Is anyone even getting these emails? It feels like a blackhole.
Mark it "WONTFIX" if it's a rare motherboard that nobody cares about.
Please don't mark "NEEDINFO" and then ignore me.
okay, it seems that there are several problems here
1. reboots instead of shutdown
2. suspend/hibernate broken (sometimes reboot)
3. ethernnet card does not work after Failure 1 and 2.
IMO, first of all, I suspect that the BIOS is broken when the system enters ACPI s3/S4/S5 state, and this explains why there are so many difference hardware setting during boot, which is apparently a BIOS problem to me.
Anyway, please run "echo shutdown > /sys/power/disk" before hibernate and see if hibernation still fails.
You are correct many problems.
1. Yes. Sometimes. Sometimes shuts down but then no ethernet after powering up.
3. Onboard ethernet port, but yes. Only opening case and hitting clear CMOS button on MB reenables ethernet.
Unfortunately I lost access to the machine. It is repurposed until November.
I am sure you are correct that BIOS is broken, but it becomes philosophical.
If Windows 8 works fine and ASRock will not respond to complaints about Linux problems, is the problem BIOS, Linux, or ASRock? I will not buy another ASRock board, but I still can't run Linux on this one.
I will try "echo shutdown > /sys/power/disk" before hibernate in November.
Are bugs allowed to stay open until November?
Thank you for something to try. Hope you are still around in November.
yes, I am. :)
are you able to do the test?
I tried it. No improvement. Hibernate powered the machine off. It didn't respond to keypresses. When I pushed the power switch, it powered on, gave a message about resuming from some image, but then rebooted rather than resuming. On reboot the ethernet wasn't working. No subsequent shutdowns or reboots could get the ethernet back.
Only opening the case and hitting the Clear CMOS button allows me to boot with a working ethernet port.
Clearly a BIOS/BIOS interaction problem, but Windows doesn't have a problem.
please attach the acpidump output, in both good and bad boots.
please attach the output of "cat /proc/acpi/wakeup" in both boots.

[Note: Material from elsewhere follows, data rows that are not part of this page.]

PR #1265, opened 2026-05-24
fix(scale): WiFi sleep matches BT semantics, and close WS during DE1 sleep

skialpine:
Two related changes to align WiFi scale lifecycle with BT semantics:

## 1. `DecentScaleWifi::sleep()` does firmware-level power-off (matches BT)

WiFi was sending \`soft_sleep on\` — the lighter reversible park state. BT \`DecentScale::sleep()\` sends \`0A 02 00\`, the firmware-level power-off that requires a physical button press to wake. Same logical "sleep" gesture should produce the same outcome on the scale regardless of transport.

Replaced with \`{\"command\":\"power\",\"action\":\"off\"}\` (HDS firmware's equivalent of \`0A 02 00\`).

**Practical impact**: on a battery-only HDS, \`soft_sleep on\` left the ESP32 radio active to maintain the WS, draining the battery while the DE1 was asleep. The new command fully powers the scale down.

The three existing call sites that invoke \`physicalScale->sleep()\` polymorphically are unchanged and now get matched behavior on both transports:
- App exit (\`main.cpp:2823\`)
- \`keepScaleOn=false\` on DE1 sleep (\`main.cpp:2727\`)
- MCP / MQTT \`machine_sleep\` (\`main.cpp:2689\`)

## 2. Graceful WS close on DE1 sleep when \`keepScaleOn=true\` (WiFi only)

No reason to hold an active TCP session open to the HDS while the app is idle. Android's WiFi power-save reliably parks the radio anyway, and the HDS's AsyncTCP 30 s ACK timeout then reaps us — leaving a stale dirty disconnect that the app only notices on DE1 wake when it tries to send the LCD-on command.

Under \`keepScaleOn=true\` (the default), the DE1-sleep path on WiFi now:
1. Calls \`disableLcd()\` (sends \`display off\`, unchanged).
2. Sets \`scaleAutoReconnectSuppressed = true\`.
3. Calls \`disconnectFromScale()\` (graceful WS close).

**BT is unchanged**: the BLE link stays connected through DE1 sleep, matching long-established behavior. BLE doesn't have the same idle-link pathology.

DE1 wake routes through the existing \`scaleAutoReconnectSuppressed\` branch (now shared by both \`keepScaleOn=false\` and the new \`keepScaleOn=true\`+WiFi path) to re-arm \`scaleReconnectTimer\`. \`DecentScaleWifi::onConnected()\` now sends \`display on\` post-handshake — idempotent on a scale whose LCD is already on, required to restore LCD after the DE1-sleep close.

## Test plan

- [x] Build clean (Qt 6.11.1, macOS Debug): 0 errors, 0 warnings, all unit tests link.
- [ ] WiFi scale + MCP \`machine_sleep\` → scale powers off, WS drops, requires button press to wake.
- [ ] WiFi scale + \`keepScaleOn=false\` + DE1 sleep → scale powers off, WS drops, button press to wake.
- [ ] WiFi scale + \`keepScaleOn=true\` (default) + DE1 sleep → \`display off\` lands, WS closes gracefully, scale stays powered. DE1 wake → WS reconnects automatically, LCD restored.
- [ ] BT scale (any \`keepScaleOn\`) unchanged.

### DIFF
--- a/openspec/changes/add-wifi-scale-support/design.md
+++ b/openspec/changes/add-wifi-scale-support/design.md
@@ -187,13 +187,11 @@ The BLE driver carries machinery that exists to work around GATT-layer quirks an
 
 Decision:
 
-- WiFi `sleep()` → `m_socket.sendTextMessage("{\"command\":\"power\",\"action\":\"off\"}")`, the HDS firmware's equivalent of BT `0A 02 00`. Emits `sleepCompleted` immediately after the send call returns.
-- The BLE driver waits for `characteristicWritten` before emitting `sleepCompleted` ([decentscale.cpp:362-364](src/ble/scales/decentscale.cpp:362)). The semantic intent of that wait is "we confirmed the bytes left our radio." On WiFi, `sendTextMessage` returning is the precise analog (the TCP write went out). We do not wait for the firmware's status-ack JSON form — that would change the latency profile vs BLE.
-- If the socket is not open, emit `sleepCompleted` anyway (matches the BLE driver's "transport unavailable → emit immediately" fallback at [decentscale.cpp:358-361](src/ble/scales/decentscale.cpp:358)).
+- WiFi `sleep()` → `send("{\"command\":\"power\",\"action\":\"off\"}")`, the HDS firmware's equivalent of BT `0A 02 00`. Emits `sleepCompleted` unconditionally after the send attempt returns, so callers (app-exit waitLoop, DE1-sleep handler) don't hang waiting for an ack that won't come.
+- The BLE driver waits for `characteristicWritten` before emitting `sleepCompleted` ([decentscale.cpp:362-364](src/ble/scales/decentscale.cpp:362)). The semantic intent of that wait is "we confirmed the bytes left our radio." On WiFi, `send()` returning success (socket was in `ConnectedState`) is the precise analog (the TCP write entered the kernel buffer). We do not wait for the firmware's status-ack JSON form — that would change the latency profile vs BLE.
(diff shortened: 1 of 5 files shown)


skialpine:
### Code review

Found 2 issues:

1. PR contradicts an active OpenSpec design decision without updating it. `openspec/changes/add-wifi-scale-support/design.md` decision 12 (still in `changes/`, not archived) explicitly states "The matching WiFi command is `\"soft_sleep on\"`, NOT `\"power off\"` (which would be irreversible and drop the WS link)" and "`power off` (irreversible full power-off) is **not** wired to any `ScaleDevice` virtual today. It would be a new capability — not in scope here." The PR ships exactly that command. Either the design decision was wrong and should be updated/superseded, or the PR oversteps. Recommendation: update design.md decision 12 to reflect the new BT-parity rationale, or land an OpenSpec change/supersede entry alongside this PR. https://github.com/Kulitorum/Decenza/blob/8d35a8d33f263cca70c0296fbb276521766053dd/openspec/changes/add-wifi-scale-support/design.md#L184-L196

2. Stale diagnostic log line. `scaleAutoReconnectSuppressed` is now set in two paths (pre-existing `keepScaleOn=false`, new `keepScaleOn=true`+WiFi), but the `connectedChanged` handler still hardcodes `(keepScaleOn=false)` in its log — so a deliberate disconnect from the new WiFi path will be misreported. The post-sleep-handler block at `main.cpp:2757-2764` already generalized its log; this one was missed. Same class of stale-log issue called out in the round-2 review of #1258. https://github.com/Kulitorum/Decenza/blob/8d35a8d33f263cca70c0296fbb276521766053dd/src/main.cpp#L1705-L1712

<details>

- [Worth a look] Startup-guard log at `main.cpp:1282` has the same `(keepScaleOn=false)` mislabel — same class as #2, lower-impact (printed once at app startup) (score: 25)
- [OK to skip] `display on` in `onConnected()` runs on every WS connect, not only DE1-wake recovery — mirrors BT's `wake()` on every char-discovery, intentional transport-parity (score: 5)

</details>

PR #1272, opened 2026-05-24
wifi-scale: suppress "Scale shut down" dialog when app initiated the power-off

skialpine:
## Summary

When the DE1 goes to sleep with `keepScaleOn=false`, Decenza calls `DecentScaleWifi::sleep()` which sends `{"command":"power","action":"off"}` to the HDS. The firmware then echoes back a `power_off` frame with `reason: "disabled"` (code 0), and `handlePowerFrame` was treating it as an unexpected event — popping a "Scale shut down" dialog at the user. From the user's perspective this was noise: we knew the scale was about to power off because we just asked it to.

Confirmed live in Jeff's log:
```
[2835.088] [BLE DecentScaleWifi] First 'power' frame this connect: {"type":"power","event":"power_off","reason":"disabled","reason_code":0,"ms":12339844}
[2835.092] WARN  [BLE DecentScaleWifi] Scale shut down: disabled (code 0)
```

## Approach

Track an `m_powerOffInitiatedByApp` one-shot latch:
- **Armed** by `sleep()` right before the send (so a synchronous reply still sees it).
- **Consumed-and-cleared** by `handlePowerFrame` on the next `power_off` frame: log at INFO with a "— app-initiated, dialog suppressed" suffix (diagnostic trail preserved), skip the `errorOccurred` emit.
- **Also cleared** in `connectToHost` so a `sleep()` whose echo got lost (e.g. socket dropped before the firmware could reply) can't silently swallow a real firmware-initiated `power_off` on the next connection.

Genuinely-firmware-initiated `power_off` frames (low battery, button long-press, fault) still surface the dialog as before — the latch is one-shot and only set on app-initiated paths.

The disconnect-classification bookkeeping (`m_userInitiatedShutdown`) is unchanged, so `onDisconnected` still logs `"(expected) — scale power-off: <reason>"`.

## Test plan

Two new tests added; all 22 in `tst_decentscalewifi` pass locally:

- `appInitiatedPowerOffSuppressesDialog` — after `sleep()`, the echoed `{type:power, event:power_off, reason:disabled}` does NOT emit `errorOccurred`.
- `firmwareInitiatedPowerOffStillDialogsAfterAppInitiated` — after an app-initiated power_off is consumed, a subsequent firmware-initiated `low_battery` power_off still surfaces the dialog. Verifies the latch is one-shot, not a permanent mute.

Manual check (next build):
- [ ] DE1-sleep with `keepScaleOn=false` no longer pops a dialog.
- [ ] Manually pulling the scale's battery (or simulating low_battery via firmware) still pops the dialog.

### DIFF
--- a/src/ble/scales/decentscalewifi.cpp
+++ b/src/ble/scales/decentscalewifi.cpp
@@ -595,8 +595,9 @@ void DecentScaleWifi::sleep() {
     //
     // Mark the imminent power_off echo as app-initiated so handlePowerFrame
     // doesn't pop a "Scale shut down: disabled" dialog at the user. Set
-    // BEFORE the send so a synchronous reply from the firmware (rare but
-    // possible) still sees the flag.
+    // BEFORE the send to keep the assignment+send pair locally correct —
+    // any future caller or mock that delivers the echo synchronously inside
+    // send() still sees the flag set.
     m_powerOffInitiatedByApp = true;
     const bool sent = send(QStringLiteral("{\"command\":\"power\",\"action\":\"off\"}"));
     if (!sent) {
@@ -605,6 +606,14 @@ void DecentScaleWifi::sleep() {
         // dropped power-off command isn't masked by a misleading
         // "drained successfully" log downstream. Common at app exit after a
         // DE1-sleep keepScaleOn=true+WiFi close (socket already in ClosingState).
+        //
+        // Clear the latch locally: no echo will arrive (we didn't send the
+        // command), so if a firmware-initiated power_off (low battery, button)
+        // happens before the next connectToHost() cycle resets it, it must
+        // surface, not be silently suppressed. The connectToHost() reset is
+        // still the backstop for the case where send() succeeded but the
+        // socket dropped before the echo arrived.
+        m_powerOffInitiatedByApp = false;
         WIFI_WARN("sleep(): power-off command not delivered (socket not connected)");
     }
     // BT waits for `characteristicWritten` as a "command left the radio" ack.
--- a/src/ble/scales/decentscalewifi.cpp
+++ b/src/ble/scales/decentscalewifi.cpp
@@ -88,6 +88,11 @@ void DecentScaleWifi::connectToHost(const QString& hostname) {
     m_pendingHostnameFallback = false;
     m_socketErrorThisConnect = false;
     m_lastSocketErrorString.clear();
+    // Reset the app-initiated-power-off latch — if a prior cycle armed it via
+    // sleep() but the firmware echo never arrived (e.g. socket dropped first),
+    // the next connection's first real power_off frame (low battery, button)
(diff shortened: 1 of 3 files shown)


skialpine:
### Code review

<details>

- [Worth a look] `m_powerOffInitiatedByApp` left armed when `send()` fails in `sleep()` — the existing `connectToHost()` reset covers the gap before any next firmware-initiated `power_off` arrives, but a one-line `m_powerOffInitiatedByApp = false;` inside the `if (!sent)` block at https://github.com/Kulitorum/Decenza/blob/909a23161811d76aa37b2fc7c84dbcabaad3c6e3/src/ble/scales/decentscalewifi.cpp#L605-L616 would make the invariant local rather than depending on a distant reset (score: 72)
- [Worth a look] No test for the `send() == false` path in `sleep()` — both new tests exercise the happy path (socket connected, echo received). The "common at app exit" branch in https://github.com/Kulitorum/Decenza/blob/909a23161811d76aa37b2fc7c84dbcabaad3c6e3/src/ble/scales/decentscalewifi.cpp#L605-L616 is untested (score: 50)
- [OK to skip] Stale doc in the `m_userInitiatedShutdown` comment at https://github.com/Kulitorum/Decenza/blob/909a23161811d76aa37b2fc7c84dbcabaad3c6e3/src/ble/scales/decentscalewifi.h#L157-L168 — says `handlePowerFrame (scale told us it's powering down)` but it's now set for any `power_off`, app- or firmware-initiated (score: 55)
- [OK to skip] The `sleep()` rationale comment at https://github.com/Kulitorum/Decenza/blob/909a23161811d76aa37b2fc7c84dbcabaad3c6e3/src/ble/scales/decentscalewifi.cpp#L595-L600 says "Set BEFORE the send so a synchronous reply from the firmware (rare but possible) still sees the flag" — but Qt's `QWebSocket` delivers `textMessageReceived` exclusively via the event loop, so a synchronous reply is architecturally impossible. The BEFORE-send ordering is still defensible (defensive habit, test-mock robustness) but the stated reason is wrong (score: 58)
- [OK to skip] Test comment at https://github.com/Kulitorum/Decenza/blob/909a23161811d76aa37b2fc7c84dbcabaad3c6e3/tests/tst_decentscalewifi.cpp#L513-L516 says "a low-level INFO log records the event" but `WIFI_LOG` expands to `qDebug()` (debug, not info); the same comment claims `m_userInitiatedShutdown` "still fires" but no assertion verifies it (score: 50)
- [OK to skip] Test verifies absence of dialog but not presence of the diagnostic log line at https://github.com/Kulitorum/Decenza/blob/909a23161811d76aa37b2fc7c84dbcabaad3c6e3/tests/tst_decentscalewifi.cpp#L532-L536 — TESTING.md doesn't mandate positive-assertion testing for logging side effects (score: 50)

</details>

We can also check if the system (hibernation) works without ethernet card/driver, better disable the device in BIOS if there is any, if no, please remove the e1000e module completely.
Sorry. Been traveling away from the machine in question. Will be back Wednesday and can get you output shortly thereafter.
Created attachment 169981 [details]
acpidump output after bad boot, ethernet not working
Created attachment 169991 [details]
acpidump output after good boot, ethernet working
Created attachment 170001 [details]
cat /proc/acpi/wakeup output after bad boot, ethernet not working
Created attachment 170011 [details]
cat /proc/acpi/wakeup output after good boot, ethernet working
Once I disabled Onboard LAN in BIOS/UEFI, Resuming from Suspend and Hibernate both seemed to work. It's not particularly helpful as the machine isn't much use without internet connectvity.
The Suspend and Hibernate were quick. Oddly the Resume was a little slower than I might have expected. There was a little disk activity on Resume which didn't make sense to me as Suspend should use RAM and my O/S and Swap for Hibernate are on a silent SSD. I guess something needs to tickle the hard drive on Resume just to know it's there and working.
Since your issue appears to work when the onboard NIC is disabled, it would seem to point to our NIC. I will have our guys look into the issue as well.
Jeff, Realizing that the tests I just did are with the old 2.3.2 e1000e driver that installs with Ubuntu. I still had problems last April with 188.8.131.52, but you're up to 184.108.40.206 now, so let me install and test that before you have anybody do anything.
Jeff, 220.127.116.11 is just as bad. Have your guys go to town!
As the problem is gone with NIC disabled, I'd prefer this is a driver/hardware issue instead of a general suspend/resume problem.
Re-assign the bug to Jeff.
Plus, I'd suggest to re-do the test without the e1000 driver loaded and see if the problem still exists.